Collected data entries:
=-=-=
PR #4307, opened 2020-12-13
Add meson + ninja support

th0ma7:
_Motivation:_  Some newer package version mandatory require meson + ninja native build environment.
_Linked issues:_  N/A

### Checklist
- [ ] Build rule `all-supported` completed successfully
- [ ] Package upgrade completed successfully
- [ ] New installation of package completed successfully

### GLIB Specific
- Known build issue starting with 2.63.4
- Last known version to work on `hi3535` (`armv7l`): 2.63.3 (unstable)
- Issue created at:  https://gitlab.gnome.org/GNOME/glib/-/issues/2274

### Migrated `cross/package`
- [x] `libdri`
- [x] `libsigc++`
- [x] `glib`
- [x] `glibmm`
- [x] `pixman`
- [x] `zstd`

PR #4316, opened 2020-12-17
meson: Add meson to pip3 install

th0ma7:
_Motivation:_  Add meson to default image in preparation for mk meson+ninja
_Linked issues:_  #4307

### Checklist

### DIFF
--- a/Dockerfile
+++ b/Dockerfile
@@ -62,6 +62,7 @@ RUN apt-get update && apt-get install --no-install-recommends -y \
 
 # Install setuptools, wheel and pip for Python3
 RUN wget https://bootstrap.pypa.io/get-pip.py -O - | python3
+RUN pip3 install meson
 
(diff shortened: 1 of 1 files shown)


th0ma7:
Tested on my `lxc` environment against Debian 10.  In theory should also work on Debian 9...

hgy59 (approved):

Dockerfile
```diff
@@ -62,6 +62,7 @@ RUN apt-get update && apt-get install --no-install-recommends -y \
 
 # Install setuptools, wheel and pip for Python3
 RUN wget https://bootstrap.pypa.io/get-pip.py -O - | python3
+RUN pip3 install meson
```
hgy59, line 65: may be it is better to pin the version (as we do in requirement files) to prevent unpredictable behaviour.
```suggestion
RUN pip3 install meson==0.56.0
```

PR #4143, opened 2020-08-22
DSM toolkit mk helper

th0ma7:
_Motivation:_  In order to get `evansport` architecture hardware acceleration we require to link binaries to the DSM toolkit.  I created a set of mk helpers to allow managing the download and extraction of platform toolkits independently of it's flavor.
_Linked issues:_  https://github.com/SynoCommunity/spksrc/pull/3873#issuecomment-596095210

### Checklist
- [x] Build rule `all-supported` completed successfully
- [x] Build rule `arch-evansport-5.2` completed successfully
- [x] Build rule `arch-evansport-6.1` completed successfully
- [x] Build rule `arch-evansport-6.2` completed successfully
- [x] Build rule `arch-evansport-6.2.2` completed successfully

PR #4320, opened 2020-12-19
Update framework archs

hgy59:
_Motivation:_  Improve the ARCH-TC handling and make it more readable
_Linked issues:_  #4200, #4143

### Checklist
      - `make all-supported` restored to behave as before #4200
- [x] ~Remove the x86 toolchains as never used (was just a copy of x86_64 / pineview)~
- [x]  Prepare for DSM7 (when syno-x64-7.0 is available `make all-supported` with `DEFAULT_TC=6.1` should build x64-6.1 and not x64-7.0)
- [x] rename spksrc/toolchains to spksrc/toolchain (open issue of #4143)
- [x] add TC_GCC and TC_GLIBC definitions to toolchain Makefiles (for future _UNSUPPORTED_ package validation).
- [x] move ppc853x to deprecated archs and remove ppc853x-5.2 from github build action

### Remarks
- outsource the ARCH definitions to `mk/spksrc.archs.mk` so Makefiles need to include this file for arch specific rules only (before `spksrc.common.mk` had to be used)
- *_ARCHES definitions are renamed to *_ARCHS (overall consistent naming)
- rename x86_ARCHS to i686_ARCHS for x86 32-bit archs (evansport only)
- introduce ARMv7L_ARCHS for armv7 without hard float (hi3535 only)
- OLD_PPC_ARCHS is defined as often used for UNSUPPORTED_ARCHS
- remove the GENERIC_ARCHS handling as we have armv7 generic arch (it was used for cross-go before generic armv7 was fully established)
- Include some cleanup of #4200
  - exclude generic archs from all-legacy targets
- use LEGACY_ARCHS now for builds with kernel source required
- add patch subfolder handling for arch-group with TCVERSION

### Wiki variables for review:
- ARCHS_NO_KRNLSUPP to ARCHS_WITH_KERNEL_SUPPORT

### Results

- make all-supported
├── work-88f6281-6.1
├── work-aarch64-6.1
├── work-armv7-6.1
├── work-evansport-6.1
├── work-hi3535-6.1
├── work-qoriq-6.1
└── work-x64-6.1

- make all-legacy
├── work-88f6281-5.2
├── work-alpine-5.2
├── work-armada370-5.2
├── work-armada375-5.2
├── work-armada38x-5.2
├── work-armadaxp-5.2
├── work-avoton-5.2
├── work-braswell-5.2
├── work-bromolow-5.2
├── work-cedarview-5.2
├── work-comcerto2k-5.2
├── work-dakota-1.2
├── work-evansport-5.2
├── work-ipq806x-1.2
├── work-monaco-5.2
├── work-northstarplus-1.2
├── work-ppc853x-5.2
├── work-qoriq-5.2
└── work-x86-5.2

- make all-latest
├── work-88f6281-6.2.3
├── work-aarch64-6.2.3
├── work-armv7-6.2.3
├── work-evansport-6.2.3
├── work-hi3535-6.2.3
├── work-qoriq-6.2.3
└── work-x64-6.2.3


diyspk/dar/Makefile
```diff
@@ -11,7 +11,7 @@ DISPLAY_NAME = DAR
 STARTABLE = no
 
 # archs without C++11 support are not supported (libthreadar):
-UNSUPPORTED_ARCHS = $(ARM5_ARCHES) hi3535 powerpc ppc824x ppc853x ppc854x
+UNSUPPORTED_ARCHS = $(ALL_ARM5_ARCHS) $(ALL_ARM7L_ARCHS) $(OLD_PPC_ARCHS)
```
th0ma7, line 14: First I notice this, `ALL_` variables?

mk/spksrc.archs.mk
```diff
@@ -0,0 +1,36 @@
...
+x64_ARCHS = $(GENERIC_x64_ARCH) apollolake avoton braswell broadwell broadwellnk bromolow cedarview denverton dockerx64 geminilake grantley purley kvmx64 v1000 x86_64
+
+# Arch groups
+ALL_ARCHS = $(x64_ARCHS) $(i686_ARCHS) $(PPC_ARCHS) $(ARM_ARCHS)
+ARCHS_WITH_GENERIC_SUPPORT = $(filter-out $(GENERIC_ARCHS), $(ARM7_ARCHS) $(ARM8_ARCHS) $(x64_ARCHS))
+# PPC_ARCHS except qoriq
+OLD_PPC_ARCHS = powerpc ppc824x ppc853x ppc854x
+
+# outdated unsupported archs
+OBSOLETE_ARCHS = powerpc ppc824x ppc854x x86
```
th0ma7, line 36: I suggest renaming `OBSOLETE_ARCHS` to `DEPRICATED_ARCHS`

mk/spksrc.archs.mk
```diff
@@ -0,0 +1,36 @@
+# Common arch definitions
+
+# All available CPU architectures
+
+# Distinct SRM and DSM archs to allow handling of different TCVERSION ranges.
+# SRM - Synology Router Manager
+SRM_ARM7_ARCHS = northstarplus ipq806x dakota
+# DSM - all ARMv7 except SRM specific archs
+DSM_ARM7_ARCHS = alpine armada370 armada375 armada38x armadaxp comcerto2k monaco
```
th0ma7, line 9: What is the use-case of theses two variables?
Could instead this be `SRM_ARCHS` and `DSM_ARCHS` more broadly?

th0ma7 (commented):
This is looking good.
Going through the code why not drop entirely the `S` ?
With that in mind, `toolchains` is still something that would need renaming to `toolchain` ... 
Overall a lot of comments for consideration.  Not that they all need to be actionned (some may be for discussion or for a later PR)

mk/spksrc.archs.mk
```diff
@@ -0,0 +1,36 @@
...
+GENERIC_ARM64_ARCH = aarch64
+GENERIC_x64_ARCH = x64
+GENERIC_ARCHS = $(GENERIC_ARMv7_ARCH) $(GENERIC_ARM64_ARCH) $(GENERIC_x64_ARCH)
+
+ARM5_ARCHS = 88f6281
+ARM7_ARCHS = $(GENERIC_ARMv7_ARCH) $(DSM_ARM7_ARCHS) $(SRM_ARM7_ARCHS)
+# hi3535 is not supported by generic ARMv7 arch
+ARM7L_ARCHS = hi3535
+ARM8_ARCHS = $(GENERIC_ARM64_ARCH) rtd1296 armada37xx
+ARM_ARCHS = $(ARM5_ARCHS) $(ARM7_ARCHS) $(ARM7L_ARCHS) $(ARM8_ARCHS)
```
th0ma7, line 22: I'm having a little trouble here with the ARM naming overall.
ARM7 family and ARMv7 architecture does not have the same meaning at all but it becomes really hard to follow.
Does this needs to be addressed now or within another PR?  Duno.
But at least it should be much easier as now separated into its own file which is a great idea.
See: https://en.wikipedia.org/wiki/List_of_ARM_microarchitectures

mk/spksrc.common.mk
```diff
@@ -23,52 +23,41 @@ PIP_WHEEL = $(PIP) $(PIP_WHEEL_ARGS)
...
-# Available Arches
-ARM5_ARCHES = 88f6281
-ARM7_ARCHES = armv7 alpine armada370 armada375 armada38x armadaxp comcerto2k monaco hi3535 ipq806x northstarplus dakota
-ARM8_ARCHES = aarch64 rtd1296 armada37xx
-ARM_ARCHES = $(ARM5_ARCHES) $(ARM7_ARCHES) $(ARM8_ARCHES)
-PPC_ARCHES = powerpc ppc824x ppc853x ppc854x qoriq
-x86_ARCHES = evansport
-x64_ARCHES = x64 apollolake avoton braswell broadwell broadwellnk bromolow cedarview denverton dockerx64 geminilake grantley purley kvmx64 v1000 x86 x86_64
+# Global arch definitions
+include ../../mk/spksrc.archs.mk
```
th0ma7, line 31: if your new `archs.mk` is included within `common.mk` there may not be any changes needed in other Makefiles?  no?
Unless you wanted to reduce the scope within cross/package definitions?

mk/spksrc.common.mk
```diff
@@ -23,52 +23,41 @@ PIP_WHEEL = $(PIP) $(PIP_WHEEL_ARGS)
 # Available languages
 LANGUAGES = chs cht csy dan enu fre ger hun ita jpn krn nld nor plk ptb ptg rus spn sve trk
 
-# Toolchains
-AVAILABLE_TCS = $(notdir $(wildcard ../../toolchains/syno-*))
-AVAILABLE_ARCHS = $(notdir $(subst syno-,/,$(AVAILABLE_TCS)))
-
-# Toolchain filters
-SUPPORTED_ARCHS = $(sort $(filter-out $(ARCHS_DUPES), $(AVAILABLE_ARCHS)) apollolake-6.2.3 geminilake-6.2.3 purley-6.2.3)
```
th0ma7, line 31: My intent here with the trailing `apollolake-6.2.3 geminilake-6.2.3 purley-6.2.3` was to change this into `FORCED_ARCH` or something similar so when I compile lets say `ffmpeg` I could force some specific archs at `all-supported` time to create various x86_64 packages so `libdrm` would enable either Intel OR AMD and depending of   `TC_KERNEL` version I can then either only compile the old intel driver or both on newer 4.4+ platforms.

So below at line 54 when defining `SUPPORTED_ARCHS` I would include room for a added variable such as `FORCED_ARCHS` to be appended to the resulting value.

mk/spksrc.cross-cc.mk
```diff
@@ -73,7 +73,7 @@ include ../../mk/spksrc.generate-digests.mk
 include ../../mk/spksrc.dependency-tree.mk
 
 .PHONY: all-archs
-all-archs: $(addprefix arch-,$(AVAILABLE_ARCHS))
+all-archs: $(addprefix arch-,$(AVAILABLE_TOOLCHAINS))
```
th0ma7, line 76: can we use singular such as `AVAILABLE_TOOLCHAIN` ?
and while at it migrate `spksrc/toolchains` to `spksrc/toolchain`

mk/spksrc.patch.mk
=-=-=
#### Task directions
Your task is to retype the entries verbatim, starting with the line that holds "Update framework archs" and stopping after the line that holds "- [x] ~Remove".

#### Task solution
Update framework archs

hgy59:
_Motivation:_  Improve the ARCH-TC handling and make it more readable
_Linked issues:_  #4200, #4143

### Checklist
      - `make all-supported` restored to behave as before #4200
- [x] ~Remove the x86 toolchains as never used (was just a copy of x86_64 / pineview)~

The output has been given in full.